Proj.: arch. Marta Iglewska, arch. Radosław Wójcik – Intriorsy | Fot.: Mood Authors Paul Marcinkowski
Proj.: arch. Marta Iglewska, arch. Radosław Wójcik – Intriorsy | Fot.: Mood Authors Paul Marcinkowski

Design emocjonalny uczy nas odbierać przestrzeń, w której funkcjonujemy wszystkimi zmysłami. Nie tylko poprzez wzrok, doceniając jej walory estetyczne, ale też przez dotyk, wyczuwalne pod dłonią faktury, węch – zapach codziennej kawy o poranku, a także smak oraz słuch.
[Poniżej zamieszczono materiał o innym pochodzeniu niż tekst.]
PR #1429, opened 2024-01-09
TimeProfile fixes

maddyscientist:
This PR improves the robustness of nesting calls to `TimeProfile` which were somewhat broken.  Notable this restores SVD deflation.
* Overhaul of linear solvers and eigen solvers to use `getProfile()` instead of manually tracking a `TimeProfile` reference
* `TimeProfile` stack must be a class instance and not static to prevent badness when multiple `TimeProfile` instances are being used
* Fix precision setting for `eigensolveQuda` which was previously ignoring the user selected precision
* Removal of unnecessary synchronization when nesting calls to the same kind
* Misc cleanup and fixes


lib/multigrid.cpp
```diff
@@ -15,15 +15,13 @@ namespace quda
...
-    Solver(*param.matResidual, *param.matSmooth, *param.matSmoothSloppy, *param.matSmoothSloppy, param, profile),
+  MG::MG(MGParam &param) :
+    Solver(*param.matResidual, *param.matSmooth, *param.matSmoothSloppy, *param.matSmoothSloppy, param),
     param(param),
     transfer(0),
     resetTransfer(false),
     presmoother(nullptr),
     postsmoother(nullptr),
-    profile_global(profile_global),
-    profile("MG level " + std::to_string(param.level), false),
```
weinbe2, line 26: Does this mean there are no longer separate profiler instances for each MG level? Or am I missing something? The breakdowns for each level were in principle nice (though sometimes they seemed a bit quirky).

maddyscientist: Yes, they are gone.  They were indeed very quirky, and didn't report the coarse level properly previously.

I introduced them when I first created the MG solver in QUDA to get a handle of coarse grid time, but their use is somewhat redundant now (given the kernel profile for example).  I might re-introduce them in another form at some point, once more thought has gone into evolving the `TimeProfile`.

weinbe2:
@maddyscientist looking at the `CSCS` output it looks like the eigensolver unit tests are failing due to legitimate convergence issues, can you give this a look?

weinbe2:
This is looking great. I uncovered an issue where when you save vectors with SVD solves, it'll save the `2N` right _and_ left singular vectors, but then on the load looks for `N` values, and as such errors out. The fix is to only have it save the `N` right singular vectors.

This is a reasonable solution: the left singular vectors can be trivially computed from the right ones, _and_ the process of doing so happens regardless during the re-computation of the singular _values_ on the load. (It also allows a workflow where someone calculates the _eigen_vectors of MdagM separately, stores them, and reloads them in an SVD deflation workflow... doing this in reverse is how I discovered this issue in the first place.)

weinbe2:
For reference, a working deflation command:

```
 mpirun -np 1 ./invert_test --verbosity verbose --mass-normalization mass --niter 10000 --tol 1e-5 --mass -0.97 \
                            --solve-type direct --solution-type mat --inv-type bicgstab \
                            --inv-deflate true --eig-use-poly-acc false --eig-spectrum SR \
                            --eig-n-conv 128 --eig-n-ev 130 --eig-n-kr 256 --eig-tol 1e-6 \
                            --eig-compute-svd true
```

– mówi arch. Marta Iglewska z pracowni Interiorsy.

Sam budynek powstał w latach 70. ubiegłego wieku, a jego leciwe pomieszczenia wiernie odwzorowywały niekoniecznie modelową stylistykę tego okresu. I choć takie elementy, jak stare drewniane drzwi czy solidna podłoga, także wykonana z drewna, udało się ocalić, to kluczowy problem stanowiła wszechobecna boazeria. Ułożona na 5 cm głębokości boazeria nie tylko optycznie zaciemniała wnętrza, ale i fizycznie pomniejszała przestrzeń. Jej usunięcie, choć do prostych nie należało, przyniosło oczekiwane efekty – pomieszczenia stały się jaśniejsze i przestronniejsze, a pod starymi deskami odkryliśmy prawdziwy skarb – dobrze zachowane cegły, których urok postanowiono zachować we wnętrzu. W ten sposób przygotowano grunt pod aranżację wnętrz, które na życzenie inwestorki miały być urządzone w duchu etno.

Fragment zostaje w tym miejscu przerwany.